Plasmodium vivax
causes the majority of malaria outside Africa, but is poorly understood at a cellular level partly due to technical difficulties in maintaining it in
in vitro
culture conditions. In the past decades, drug resistant
P. vivax
parasites have emerged, mainly in Southeast Asia, but while some molecular markers of resistance have been identified, none have so far been confirmed experimentally, which limits interpretation of the markers, and hence our ability to monitor and control the spread of resistance. Some of these potential markers have been identified through
P. vivax
genome-wide population genetic analyses, which highlighted genes under recent evolutionary selection in Southeast Asia, where chloroquine resistance is most prevalent. These genes could be involved in drug resistance, but no experimental proof currently exists to support this hypothesis. In this study, we used
Plasmodium knowlesi
, the most closely related species to
P. vivax
that can be cultured in human erythrocytes, as a model system to express
P. vivax
genes and test for their role in drug resistance. We adopted a strategy of episomal expression, and were able to express fourteen
P. vivax
genes, including two allelic variants of several hypothetical resistance genes. Their expression level and localisation were assessed, confirming cellular locations conjectured from orthologous species, and suggesting locations for several previously unlocalised proteins, including an apical location for PVX_101445. These findings establish
P. knowlesi
as a suitable model for
P. vivax
protein expression.
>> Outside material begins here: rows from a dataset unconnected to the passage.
PR #1295, opened 2025-02-19
Allow bytes from relay to be of 0 length

litt3:

- As discussed [here](https://github.com/Layr-Labs/eigenda/pull/1194#discussion_r1943397899), we have come to agreement that we shouldn't check that what a retrieving client receives is greater than 0 length
- This PR removes the 0 length check, and since the remaining method contents were only a single comparison, I removed the helper method and class entirely, in favor of simply doing the comparison

## Checks

- Testing Strategy
   - [ ] Unit tests
   - [ ] Integration tests


api/clients/v2/relay_payload_retriever.go
```diff
@@ -140,9 +141,13 @@ func (pr *RelayPayloadRetriever) GetPayload(
 			continue
 		}
 
-		err = verification.CheckBlobLength(blob, blobCommitments.Length)
-		if err != nil {
-			pr.log.Warn("check blob length", "blobKey", blobKey.Hex(), "relayKey", relayKey, "error", err)
+		if uint(len(blob)) > blobCommitments.Length*encoding.BYTES_PER_SYMBOL {
```
samlaf, line 144: this is the kind of code that I'm trying to avoid by forcing unit suffixes everywhere :\
It's basically impossible for me to know whether this check is correct without an IDE, which I don't like that much.

samlaf: EDIT: I actually even checkout out the code on vscode and still didn't have enough context to verify this inequality. Can you add comments to BlobCommitments struct (https://github.com/Layr-Labs/eigenda/blob/9f4d8be6ce264e2caf9757ed6cc383a896680a58/encoding/data.go#L27) and also fix the comment (BlomCommitments -> BlobCommitments)

samlaf: Also is it normal that blob is an array of bytes? Is this something that your new type system fixes? Aren't blobs arrays of Fr.Elements now?

litt3: >  Is this something that your new type system fixes?

Correct. Now that the type system PR has merged, I will be putting up a PR which updates these clients to use the new types.

litt3: > this is the kind of code that I'm trying to avoid by forcing unit suffixes everywhere 

💯 agree. I'm on board with adopting this standard, so definitely point out if you see me forgetting and generating any new code without a proper suffix

> Can you add comments to BlobCommitments struct

Sure, I will add some comments there

api/clients/v2/relay_payload_retriever.go
```diff
@@ -140,9 +141,13 @@ func (pr *RelayPayloadRetriever) GetPayload(
...
+			pr.log.Warn(
+				"received length is greater than claimed blob length",
+				"blobKey", blobKey.Hex(),
+				"relayKey", relayKey,
+				"receivedLengthBytes", len(blob),
+				"claimedLengthBytes", blobCommitments.Length*encoding.BYTES_PER_SYMBOL)
 			continue
```
anupsv, line 151: It's fine to skip over because the disperser returns the length which includes any "0" value elements at the end correct?

anupsv (approved):

api/clients/v2/relay_payload_retriever.go
litt3: Right. If a relay returns anything > blob length in the commitment, we know reflexively that the bytes cannot be correct

api/clients/v2/relay_payload_retriever.go
samlaf: Awesome thanks for the updates. For the BlobCommitment comments, you can look at the proto comments, they should prob just match: https://github.com/Layr-Labs/eigenda/blob/master/api/proto/common/common.proto#L13-L27

The state of comment drift across proto/backend/contract is one thing that I really had a way to solve. I think CUElang has some really interesting approach to this, which I want to look deeper into. But otherwise for now, perhaps we can just add a link to proto file from the backend struct to prevent comment drift?

samlaf (approved):
Happy with current state

api/clients/v2/relay_payload_retriever.go
litt3: Yeah, I think it would be really good to have a way to keep comments consistent. Next time I touch this area of code, I'll add a link as suggested

PR #1305, opened 2025-02-21
Use payload and blob structs

litt3:

- This PR puts into use the `Payload` and `Blob` structs that were recently implemented

## Checks

- Testing Strategy
   - [ ] Unit tests
   - [ ] Integration tests


cody-littley (approved):

api/clients/v2/codecs/blob.go
```diff
@@ -27,6 +28,13 @@ type Blob struct {
 
 // DeserializeBlob initializes a Blob from bytes
 func DeserializeBlob(bytes []byte, blobLengthSymbols uint32) (*Blob, error) {
```
samlaf, line 30: Might be good to document why blobLengthSymbols is needed. We've had this discussion 2-3 times already and I still can't remember the exact reason :\

api/clients/v2/codecs/blob.go
```diff
@@ -27,6 +28,13 @@ type Blob struct {
...
+	if uint32(len(bytes)) > blobLengthSymbols*encoding.BYTES_PER_SYMBOL {
+		return nil, fmt.Errorf(
+			"length (%d bytes) is greater than claimed blob length (%d bytes)",
+			len(bytes),
+			blobLengthSymbols*encoding.BYTES_PER_SYMBOL)
```
samlaf, line 35: do we also want to add a check if len(bytes) < blobLengthSymbols*encoding.BYTES_PER_SYMBOL ?

api/clients/v2/codecs/blob.go
```diff
@@ -66,17 +74,18 @@ func (b *Blob) ToPayload(payloadForm codecs.PolynomialForm) (*Payload, error) {
 	return payload, nil
 }
 
+// GetBlobLengthSymbols returns the length of the blob, in symbols
+func (b *Blob) GetBlobLengthSymbols() uint32 {
```
samlaf, line 78:
```suggestion
func (b *Blob) BlobLengthSymbols() uint32 {
```

api/clients/v2/codecs/blob.go
```diff
@@ -93,6 +102,11 @@ func (b *Blob) toEncodedPayload(payloadForm codecs.PolynomialForm) (*encodedPayl
 		return nil, fmt.Errorf("invalid polynomial form")
 	}
 
+	maxPermissiblePayloadLength, err := codec.GetMaxPermissiblePayloadLength(b.blobLengthSymbols)
```
samlaf, line 105: have you been using `Get` prefixes everywhere? I tend to prefer not having those, but as long as we're consistent everywhere.

api/clients/v2/payload_disperser.go
```diff
@@ -137,14 +128,12 @@ func (pd *PayloadDisperser) SendPayload(
 	ctx context.Context,
 	certVerifierAddress string,
 	// payload is the raw data to be stored on eigenDA
-	payload []byte,
+	payload *codecs.Payload,
```
samlaf, line 131: why is payload defined in `codecs`? Looks a bit weird no? It feels like its something that's purely related to some codec process, whereas payload is super fundamental.

api/clients/v2/payload_disperser.go
```diff
@@ -137,14 +128,12 @@ func (pd *PayloadDisperser) SendPayload(
...
 ) (*verification.EigenDACert, error) {
-
-	blobBytes, err := pd.codec.EncodeBlob(payload)
+	blob, err := payload.ToBlob(pd.config.PayloadPolynomialForm)
```
samlaf, line 133: this is super nice, like it now

api/clients/v2/relay_payload_retriever.go
```diff
@@ -130,7 +118,9 @@ func (pr *RelayPayloadRetriever) GetPayload(
 	for _, val := range indices {
 		relayKey := relayKeys[val]
 
-		blob, err := pr.getBlobWithTimeout(ctx, relayKey, blobKey)
+		blobLengthSymbols := eigenDACert.BlobInclusionInfo.BlobCertificate.BlobHeader.Commitment.Length
+
+		blob, err := pr.getBlobWithTimeout(ctx, relayKey, blobKey, blobLengthSymbols)
```
samlaf, line 123: here's another reason why I don't like `get`ter prefixes. Because then its unclear that this `getBlobWithTimeout` here is fetching over the network (the ctx gives it away but still).

would `retrieveBlobWithTimeout` make more sense?

api/clients/v2/relay_payload_retriever.go
```diff
@@ -141,17 +131,14 @@ func (pr *RelayPayloadRetriever) GetPayload(
...
-				"receivedLengthBytes", len(blob),
-				"claimedLengthBytes", blobCommitments.Length*encoding.BYTES_PER_SYMBOL)
-			continue
-		}
-
-		valid, err := verification.GenerateAndCompareBlobCommitment(pr.g1Srs, blob, blobCommitments.Commitment)
+		// TODO (litt3): eventually, we should make GenerateAndCompareBlobCommitment accept a blob, instead of the
+		//  serialization of a blob. Commitment generation operates on field elements, which is how a blob is stored
+		//  under the hood, so it's actually duplicating work to serialize the blob here. I'm declining to make this
+		//  change now, to limit the size of the refactor PR.
```
samlaf, line 137: so you're serializing and unserializing inside the function right now?

api/clients/v2/relay_payload_retriever.go
```diff
@@ -165,10 +152,10 @@ func (pr *RelayPayloadRetriever) GetPayload(
...
 
-		payload, err := pr.codec.DecodeBlob(blob)
+		payload, err := blob.ToPayload(pr.config.PayloadPolynomialForm)
 		if err != nil {
 			pr.log.Error(
-				`Cert verification was successful, but decode blob failed!
+				`Cert verification was successful, but conversion from blob to payload failed!
 					This is likely a problem with the local blob codec configuration,
 					but could potentially indicate a maliciously generated blob certificate.
 					It should not be possible for an honestly generated certificate to verify
```
samlaf, line 161: can it really be a maliciously generated blob cert? isn't it moreso a bug on the client side?

samlaf: unless you meant maliciously generated blobHeader?

api/clients/v2/relay_payload_retriever.go
```diff
@@ -187,12 +174,24 @@ func (pr *RelayPayloadRetriever) GetPayload(
 func (pr *RelayPayloadRetriever) getBlobWithTimeout(
 	ctx context.Context,
 	relayKey core.RelayKey,
-	blobKey *core.BlobKey) ([]byte, error) {
+	blobKey *core.BlobKey,
+	blobLengthSymbols uint32,
```
samlaf, line 178: can you add documentation as to where blobLengthSymbols typically comes from when calling this function? Gotten from the cert right?

api/clients/v2/relay_payload_retriever.go
```diff
@@ -187,12 +174,24 @@ func (pr *RelayPayloadRetriever) GetPayload(
...
 	timeoutCtx, cancel := context.WithTimeout(ctx, pr.config.RelayTimeout)
 	defer cancel()
 
-	return pr.relayClient.GetBlob(timeoutCtx, relayKey, *blobKey)
+	blobBytes, err := pr.relayClient.GetBlob(timeoutCtx, relayKey, *blobKey)
+	if err != nil {
+		return nil, fmt.Errorf("get blob from relay: %w", err)
+	}
+
+	blob, err := codecs.DeserializeBlob(blobBytes, blobLengthSymbols)
```
samlaf, line 189: should relayClient not returned a deserializedBlob? Or is this also one of the TODOs that you have somewhere in here?

api/clients/v2/test/relay_payload_retriever_test.go
```diff
@@ -20,22 +20,24 @@ import (
...
 	prover2 "github.com/Layr-Labs/eigenda/encoding/kzg/prover"
+	"github.com/Layr-Labs/eigenda/encoding/utils/codec"
 	"github.com/consensys/gnark-crypto/ecc/bn254"
 	"github.com/stretchr/testify/mock"
 	"github.com/stretchr/testify/require"
 )
 
 const g1Path = "../../../../inabox/resources/kzg/g1.point"
-const payloadLength = 100
+const maxPayloadBytes = 1025
```
samlaf, line 33: Why 1025? Feel like any surprising number should be documented. Aka if its not a power of 2, I feel like a reason should be given, because I naturally wonder: "is the +1 meaningful here? what is it used for? if I want to change it what will break? etc"

api/clients/v2/codecs/blob.go
litt3: This is documented on the `blobLengthSymbols` field of the struct:

```
	// blobLengthSymbols must be a power of 2, and should match the blobLength claimed in the BlobCommitment
	//
	// This value must be specified, rather than computed from the length of the coeffPolynomial, due to an edge case
	// illustrated by the following example: imagine a user disperses a very small blob, only 64 bytes, and the last 40
	// bytes are trailing zeros. When a different user fetches the blob from a relay, it's possible that the relay could
	// truncate the trailing zeros. If we were to say that blobLengthSymbols = nextPowerOf2(len(coeffPolynomial)), then the
	// user fetching and reconstructing this blob would determine that the blob length is 1 symbol, when it's actually 2.
```

api/clients/v2/codecs/blob.go
litt3: Added a comment in [7b9e48e0](https://github.com/Layr-Labs/eigenda/pull/1305/commits/7b9e48e05d0d50dccb7af22a61da6f59e124fc60), addressing why we assert byte length is <=, rather than asserting equality

api/clients/v2/codecs/blob.go
litt3: [91b80248](https://github.com/Layr-Labs/eigenda/pull/1305/commits/91b80248a3ac2edf3cd91e6691082e20419bde12)

api/clients/v2/codecs/blob.go
litt3: I tend to use `Get`, but don't have a strong preference. I will start leaving it off in the future (though universal consistency is gonna prove elusive, since I think we have instances of both naming strategies throughout)

api/clients/v2/payload_disperser.go
litt3: Makes sense, I think the `codecs` package containing `Payload`, `Blob`, and `encodedPayload` could just be renamed in its entirety. Any naming suggestions?

`Payload` and `Blob` are both fundamental, and `encodedPayload` feels like it just belongs wherever `Payload` and `Blob` end up.

api/clients/v2/relay_payload_retriever.go
litt3: It should, add TODOs to indicate places I previously missed, where future work is needed [76dac208](https://github.com/Layr-Labs/eigenda/pull/1305/commits/76dac208bb98f9572610a72f75a0dad20b95335d)

api/clients/v2/test/relay_payload_retriever_test.go
litt3: Did you notice that this is a test file? IMO an unusual upper bound on a test like this has implied documentation, i.e. "I want to test approximately this range, but I want to avoid implying that it must be a power of 2". It's changed in this PR, since I noticed I had used a hardcoded length instead of randomizing, and since I was already making changes, it seemed like 100 bytes was low for the tests.

If we need a comment for `1025`, wouldn't we also need a comment for `1024`? Since the same logic applies, that a reader won't know specifically why `1024` was chosen, and if that specific value is relevant. They might even wrongly assume that a power of 2 is necessary, and be misled.

I guess my question would be, are you saying you think every chosen test value needs a comment?

api/clients/v2/payload_disperser.go
samlaf: `types`, `datatypes`, `core`?

litt3: Went with mashup `coretypes` in [650f6800](https://github.com/Layr-Labs/eigenda/pull/1305/commits/650f6800eeafe2fc5105fed0a4432cc016f4f24c), since it seems a good balance of specificity. LMK if you're not a fan

samlaf: sgtm. I guess the only possible issue is that we've been using `core` to mean stuff in eigenda-core, as opposed to integration, and these seem like more integration-like types. But unclear to me if we want this kind of distinction going forward (especially as we bring everything into monorepo). Let's roll with this for now but we can keep thinking about it.

samlaf (approved):

anupsv (commented):
lgtm.

PR #1309, opened 2025-02-21
rewards router

0x0aa0:
Adds a ServiceManagerRewardsRouter contract that allows governance to permission multiple rewards initiators to push operator rewards


samlaf:
@pakim249CAL can we close this?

We performed chloroquine and mefloquine drug assays, finding no significant differences in drug sensitivity: these results could be due to technical issues, or could indicate that these genes are not actually involved in drug resistance, despite being under positive selection pressure in Southeast Asia. These data confirm that
in vitro
P. knowlesi
is a useful tool for studying
P. vivax
biology. Its close evolutionary relationship to
P. vivax
, high transfection efficiency, and the availability of markers for colocalisation, all make it a powerful model system. Our study is the first of its kind using
P. knowlesi
to study unknown
P. vivax
proteins and investigate drug resistance mechanisms.